═══ Input for this task

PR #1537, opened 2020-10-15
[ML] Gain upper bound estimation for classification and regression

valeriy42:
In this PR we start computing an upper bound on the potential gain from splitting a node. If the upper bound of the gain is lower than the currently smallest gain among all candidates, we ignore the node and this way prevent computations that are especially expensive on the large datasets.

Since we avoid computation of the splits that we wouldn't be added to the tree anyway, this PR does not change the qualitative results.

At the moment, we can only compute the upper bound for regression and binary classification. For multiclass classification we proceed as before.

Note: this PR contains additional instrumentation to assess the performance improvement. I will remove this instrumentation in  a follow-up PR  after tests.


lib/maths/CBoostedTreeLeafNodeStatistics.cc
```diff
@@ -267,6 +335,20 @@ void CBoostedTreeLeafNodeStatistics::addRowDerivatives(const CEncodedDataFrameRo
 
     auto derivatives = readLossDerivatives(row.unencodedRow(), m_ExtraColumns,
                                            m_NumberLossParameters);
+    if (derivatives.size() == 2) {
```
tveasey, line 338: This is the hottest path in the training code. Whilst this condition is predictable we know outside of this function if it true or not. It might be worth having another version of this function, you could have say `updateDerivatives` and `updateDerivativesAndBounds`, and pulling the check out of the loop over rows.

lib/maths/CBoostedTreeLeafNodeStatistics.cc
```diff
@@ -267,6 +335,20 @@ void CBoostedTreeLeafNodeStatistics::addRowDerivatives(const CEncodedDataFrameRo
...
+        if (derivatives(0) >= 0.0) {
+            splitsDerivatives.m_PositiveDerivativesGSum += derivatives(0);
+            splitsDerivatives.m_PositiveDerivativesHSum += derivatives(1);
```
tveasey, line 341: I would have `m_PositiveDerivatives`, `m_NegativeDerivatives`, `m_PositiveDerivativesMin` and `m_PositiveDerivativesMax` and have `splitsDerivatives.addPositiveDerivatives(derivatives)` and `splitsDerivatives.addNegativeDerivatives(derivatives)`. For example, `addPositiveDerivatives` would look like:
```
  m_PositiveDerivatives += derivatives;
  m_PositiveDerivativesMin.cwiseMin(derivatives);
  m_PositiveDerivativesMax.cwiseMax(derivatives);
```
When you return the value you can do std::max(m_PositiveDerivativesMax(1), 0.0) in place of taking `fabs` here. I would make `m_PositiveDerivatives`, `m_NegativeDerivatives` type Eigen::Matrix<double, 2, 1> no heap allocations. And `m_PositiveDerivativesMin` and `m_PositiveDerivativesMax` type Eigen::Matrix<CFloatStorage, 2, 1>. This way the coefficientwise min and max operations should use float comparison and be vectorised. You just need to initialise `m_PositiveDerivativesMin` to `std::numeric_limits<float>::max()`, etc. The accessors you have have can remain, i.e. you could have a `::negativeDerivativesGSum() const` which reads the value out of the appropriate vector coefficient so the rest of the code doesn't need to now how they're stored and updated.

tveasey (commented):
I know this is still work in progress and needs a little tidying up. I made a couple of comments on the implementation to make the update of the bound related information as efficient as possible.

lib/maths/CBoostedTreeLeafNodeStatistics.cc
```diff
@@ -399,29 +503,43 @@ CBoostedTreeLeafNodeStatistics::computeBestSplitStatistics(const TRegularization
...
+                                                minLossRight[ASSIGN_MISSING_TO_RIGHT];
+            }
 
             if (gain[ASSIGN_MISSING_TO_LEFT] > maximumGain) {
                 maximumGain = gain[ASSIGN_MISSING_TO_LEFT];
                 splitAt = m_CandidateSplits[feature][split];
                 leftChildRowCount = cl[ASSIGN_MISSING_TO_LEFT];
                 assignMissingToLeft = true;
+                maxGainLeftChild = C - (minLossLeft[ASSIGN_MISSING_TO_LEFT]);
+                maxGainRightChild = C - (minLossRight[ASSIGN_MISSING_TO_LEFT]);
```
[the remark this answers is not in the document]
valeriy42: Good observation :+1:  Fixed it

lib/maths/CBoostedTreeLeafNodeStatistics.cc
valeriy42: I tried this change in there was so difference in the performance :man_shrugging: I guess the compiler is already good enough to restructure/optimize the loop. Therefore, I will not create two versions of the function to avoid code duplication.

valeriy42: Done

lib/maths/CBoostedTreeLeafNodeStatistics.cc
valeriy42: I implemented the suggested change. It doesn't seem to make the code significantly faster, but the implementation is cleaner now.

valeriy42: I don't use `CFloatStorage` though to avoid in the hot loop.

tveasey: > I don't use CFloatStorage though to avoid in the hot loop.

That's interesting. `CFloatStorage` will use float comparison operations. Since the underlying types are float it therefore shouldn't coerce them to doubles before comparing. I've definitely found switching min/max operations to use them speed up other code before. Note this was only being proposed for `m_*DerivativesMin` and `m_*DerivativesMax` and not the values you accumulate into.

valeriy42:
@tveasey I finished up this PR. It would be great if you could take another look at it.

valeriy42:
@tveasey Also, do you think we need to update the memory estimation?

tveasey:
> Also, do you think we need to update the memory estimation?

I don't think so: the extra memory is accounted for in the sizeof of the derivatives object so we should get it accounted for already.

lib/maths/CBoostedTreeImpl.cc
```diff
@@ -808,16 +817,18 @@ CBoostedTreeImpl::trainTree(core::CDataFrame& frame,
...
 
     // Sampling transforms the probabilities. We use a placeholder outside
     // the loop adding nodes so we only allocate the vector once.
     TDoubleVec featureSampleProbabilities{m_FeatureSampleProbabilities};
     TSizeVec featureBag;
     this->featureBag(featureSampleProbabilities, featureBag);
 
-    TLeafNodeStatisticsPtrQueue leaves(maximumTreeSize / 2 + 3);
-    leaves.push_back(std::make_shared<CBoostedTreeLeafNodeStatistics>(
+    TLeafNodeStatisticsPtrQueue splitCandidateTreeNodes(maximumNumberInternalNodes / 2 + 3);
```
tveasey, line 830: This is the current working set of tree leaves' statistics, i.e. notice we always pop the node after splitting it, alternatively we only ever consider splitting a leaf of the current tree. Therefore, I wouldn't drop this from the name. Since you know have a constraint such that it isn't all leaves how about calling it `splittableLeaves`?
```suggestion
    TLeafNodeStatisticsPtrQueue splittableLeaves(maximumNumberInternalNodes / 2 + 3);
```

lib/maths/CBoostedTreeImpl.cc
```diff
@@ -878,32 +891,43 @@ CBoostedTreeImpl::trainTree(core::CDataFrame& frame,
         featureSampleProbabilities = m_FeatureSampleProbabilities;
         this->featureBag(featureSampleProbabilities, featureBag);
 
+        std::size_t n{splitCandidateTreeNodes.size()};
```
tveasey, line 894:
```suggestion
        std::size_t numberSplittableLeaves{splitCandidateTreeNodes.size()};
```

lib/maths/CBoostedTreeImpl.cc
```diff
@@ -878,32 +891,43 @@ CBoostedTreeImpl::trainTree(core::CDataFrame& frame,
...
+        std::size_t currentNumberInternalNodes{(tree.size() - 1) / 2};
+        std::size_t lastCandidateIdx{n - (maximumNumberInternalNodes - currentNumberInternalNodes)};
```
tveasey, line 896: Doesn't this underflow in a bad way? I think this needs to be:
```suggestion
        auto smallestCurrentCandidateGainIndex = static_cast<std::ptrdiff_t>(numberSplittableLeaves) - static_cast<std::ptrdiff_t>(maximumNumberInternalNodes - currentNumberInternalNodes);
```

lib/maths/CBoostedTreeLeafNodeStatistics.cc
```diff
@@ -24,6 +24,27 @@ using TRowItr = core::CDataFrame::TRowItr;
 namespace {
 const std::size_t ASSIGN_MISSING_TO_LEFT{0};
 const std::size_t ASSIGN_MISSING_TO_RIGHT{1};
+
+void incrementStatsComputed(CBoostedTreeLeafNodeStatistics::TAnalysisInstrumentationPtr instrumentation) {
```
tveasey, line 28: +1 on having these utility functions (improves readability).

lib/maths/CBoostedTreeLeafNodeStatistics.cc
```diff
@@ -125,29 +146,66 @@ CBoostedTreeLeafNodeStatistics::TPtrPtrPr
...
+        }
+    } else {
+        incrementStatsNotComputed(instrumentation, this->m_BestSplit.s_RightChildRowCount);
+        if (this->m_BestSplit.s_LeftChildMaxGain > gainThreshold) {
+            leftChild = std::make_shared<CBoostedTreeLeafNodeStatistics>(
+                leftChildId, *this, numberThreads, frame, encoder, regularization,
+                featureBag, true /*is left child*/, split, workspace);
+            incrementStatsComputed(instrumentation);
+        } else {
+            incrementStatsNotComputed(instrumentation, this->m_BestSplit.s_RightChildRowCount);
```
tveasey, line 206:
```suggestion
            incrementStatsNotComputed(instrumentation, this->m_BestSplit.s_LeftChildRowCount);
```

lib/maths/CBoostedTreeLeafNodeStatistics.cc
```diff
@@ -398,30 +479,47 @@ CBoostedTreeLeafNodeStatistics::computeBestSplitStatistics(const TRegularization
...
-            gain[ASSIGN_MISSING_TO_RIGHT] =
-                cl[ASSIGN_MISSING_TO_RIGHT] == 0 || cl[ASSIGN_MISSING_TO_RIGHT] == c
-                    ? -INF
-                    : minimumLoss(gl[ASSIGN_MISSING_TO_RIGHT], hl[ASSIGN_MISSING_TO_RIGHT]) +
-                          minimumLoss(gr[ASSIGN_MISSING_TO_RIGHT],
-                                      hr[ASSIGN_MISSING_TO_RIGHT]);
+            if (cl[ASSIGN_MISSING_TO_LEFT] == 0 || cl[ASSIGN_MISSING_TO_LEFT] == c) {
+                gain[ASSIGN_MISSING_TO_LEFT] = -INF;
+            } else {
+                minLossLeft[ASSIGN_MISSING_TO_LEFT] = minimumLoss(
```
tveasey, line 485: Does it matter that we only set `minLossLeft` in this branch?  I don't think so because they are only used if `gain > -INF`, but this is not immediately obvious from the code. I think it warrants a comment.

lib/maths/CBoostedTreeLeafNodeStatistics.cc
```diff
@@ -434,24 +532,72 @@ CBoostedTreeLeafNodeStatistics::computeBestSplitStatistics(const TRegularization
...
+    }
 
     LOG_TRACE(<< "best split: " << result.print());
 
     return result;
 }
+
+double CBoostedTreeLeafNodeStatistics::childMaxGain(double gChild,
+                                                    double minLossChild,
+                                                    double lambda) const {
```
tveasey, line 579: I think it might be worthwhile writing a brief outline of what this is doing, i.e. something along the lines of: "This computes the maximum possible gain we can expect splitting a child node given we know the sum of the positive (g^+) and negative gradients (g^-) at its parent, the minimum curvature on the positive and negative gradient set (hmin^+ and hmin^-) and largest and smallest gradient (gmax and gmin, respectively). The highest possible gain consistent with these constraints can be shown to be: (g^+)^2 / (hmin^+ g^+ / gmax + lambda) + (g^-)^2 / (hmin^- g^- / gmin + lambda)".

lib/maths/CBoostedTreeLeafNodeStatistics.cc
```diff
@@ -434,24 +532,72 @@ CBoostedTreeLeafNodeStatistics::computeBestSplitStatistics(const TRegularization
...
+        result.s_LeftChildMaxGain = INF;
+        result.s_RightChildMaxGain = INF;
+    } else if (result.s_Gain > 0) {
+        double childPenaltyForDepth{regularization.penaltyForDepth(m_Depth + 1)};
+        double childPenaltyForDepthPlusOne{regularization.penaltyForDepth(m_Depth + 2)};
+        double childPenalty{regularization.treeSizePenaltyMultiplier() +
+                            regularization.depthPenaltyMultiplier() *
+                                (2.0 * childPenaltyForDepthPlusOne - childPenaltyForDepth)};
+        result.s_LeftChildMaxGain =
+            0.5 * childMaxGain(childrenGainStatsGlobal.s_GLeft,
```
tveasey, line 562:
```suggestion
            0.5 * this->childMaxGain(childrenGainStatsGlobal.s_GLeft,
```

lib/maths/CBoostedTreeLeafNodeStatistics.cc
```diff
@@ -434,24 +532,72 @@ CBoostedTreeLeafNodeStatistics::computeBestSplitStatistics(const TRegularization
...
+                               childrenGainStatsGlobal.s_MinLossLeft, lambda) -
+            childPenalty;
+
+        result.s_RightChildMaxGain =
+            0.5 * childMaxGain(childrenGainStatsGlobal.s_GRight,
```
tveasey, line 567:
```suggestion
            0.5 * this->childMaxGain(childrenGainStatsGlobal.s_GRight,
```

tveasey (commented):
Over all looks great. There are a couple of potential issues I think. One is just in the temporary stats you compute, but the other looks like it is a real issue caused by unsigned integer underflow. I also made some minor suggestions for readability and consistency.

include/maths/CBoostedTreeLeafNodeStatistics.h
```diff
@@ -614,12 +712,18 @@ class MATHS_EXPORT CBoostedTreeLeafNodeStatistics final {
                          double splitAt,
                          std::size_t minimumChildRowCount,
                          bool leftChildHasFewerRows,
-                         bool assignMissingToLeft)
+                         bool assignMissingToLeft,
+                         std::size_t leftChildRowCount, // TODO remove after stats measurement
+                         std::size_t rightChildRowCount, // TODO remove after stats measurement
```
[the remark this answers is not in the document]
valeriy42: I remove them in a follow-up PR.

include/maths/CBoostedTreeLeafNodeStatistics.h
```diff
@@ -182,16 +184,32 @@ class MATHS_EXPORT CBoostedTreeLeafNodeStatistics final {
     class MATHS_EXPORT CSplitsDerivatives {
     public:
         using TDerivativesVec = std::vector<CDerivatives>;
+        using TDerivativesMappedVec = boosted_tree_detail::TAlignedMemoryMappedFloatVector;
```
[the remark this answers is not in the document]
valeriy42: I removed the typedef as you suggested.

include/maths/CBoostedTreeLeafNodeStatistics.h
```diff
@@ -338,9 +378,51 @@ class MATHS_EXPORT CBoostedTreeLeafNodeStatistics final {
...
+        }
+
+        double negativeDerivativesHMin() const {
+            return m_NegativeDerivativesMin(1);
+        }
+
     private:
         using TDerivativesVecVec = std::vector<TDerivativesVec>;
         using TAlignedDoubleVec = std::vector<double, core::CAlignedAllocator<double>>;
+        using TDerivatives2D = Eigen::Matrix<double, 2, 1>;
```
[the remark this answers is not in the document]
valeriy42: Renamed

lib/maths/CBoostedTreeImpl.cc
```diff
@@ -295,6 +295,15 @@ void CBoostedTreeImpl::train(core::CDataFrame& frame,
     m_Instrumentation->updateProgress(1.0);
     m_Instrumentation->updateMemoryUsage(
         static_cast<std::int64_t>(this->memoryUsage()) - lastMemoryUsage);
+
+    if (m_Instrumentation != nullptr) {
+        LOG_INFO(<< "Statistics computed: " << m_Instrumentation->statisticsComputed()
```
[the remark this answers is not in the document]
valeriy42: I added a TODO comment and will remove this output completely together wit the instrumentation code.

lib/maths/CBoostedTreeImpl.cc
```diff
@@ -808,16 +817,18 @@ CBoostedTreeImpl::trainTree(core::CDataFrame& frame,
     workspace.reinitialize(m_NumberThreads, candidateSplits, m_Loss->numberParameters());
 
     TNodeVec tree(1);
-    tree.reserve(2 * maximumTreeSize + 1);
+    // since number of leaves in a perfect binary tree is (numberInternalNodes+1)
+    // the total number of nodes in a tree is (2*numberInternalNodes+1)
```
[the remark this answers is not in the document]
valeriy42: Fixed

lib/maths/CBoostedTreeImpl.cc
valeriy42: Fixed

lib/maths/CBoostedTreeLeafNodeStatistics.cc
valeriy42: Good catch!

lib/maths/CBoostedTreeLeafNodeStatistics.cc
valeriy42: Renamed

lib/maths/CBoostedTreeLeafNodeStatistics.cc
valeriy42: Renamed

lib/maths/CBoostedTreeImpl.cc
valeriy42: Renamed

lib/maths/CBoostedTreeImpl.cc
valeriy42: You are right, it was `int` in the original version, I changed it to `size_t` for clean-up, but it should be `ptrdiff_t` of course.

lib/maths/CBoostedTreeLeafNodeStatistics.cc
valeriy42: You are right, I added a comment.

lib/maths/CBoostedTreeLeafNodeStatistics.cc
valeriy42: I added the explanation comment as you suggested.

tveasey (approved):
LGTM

══════

■ **Problem statement**: Track down all lines above with the string "childrenGainStatsGlobal" and copy them.

■ **Solution**:
+            0.5 * childMaxGain(childrenGainStatsGlobal.s_GLeft,
            0.5 * this->childMaxGain(childrenGainStatsGlobal.s_GLeft,
+                               childrenGainStatsGlobal.s_MinLossLeft, lambda) -
+            0.5 * childMaxGain(childrenGainStatsGlobal.s_GRight,
            0.5 * this->childMaxGain(childrenGainStatsGlobal.s_GRight,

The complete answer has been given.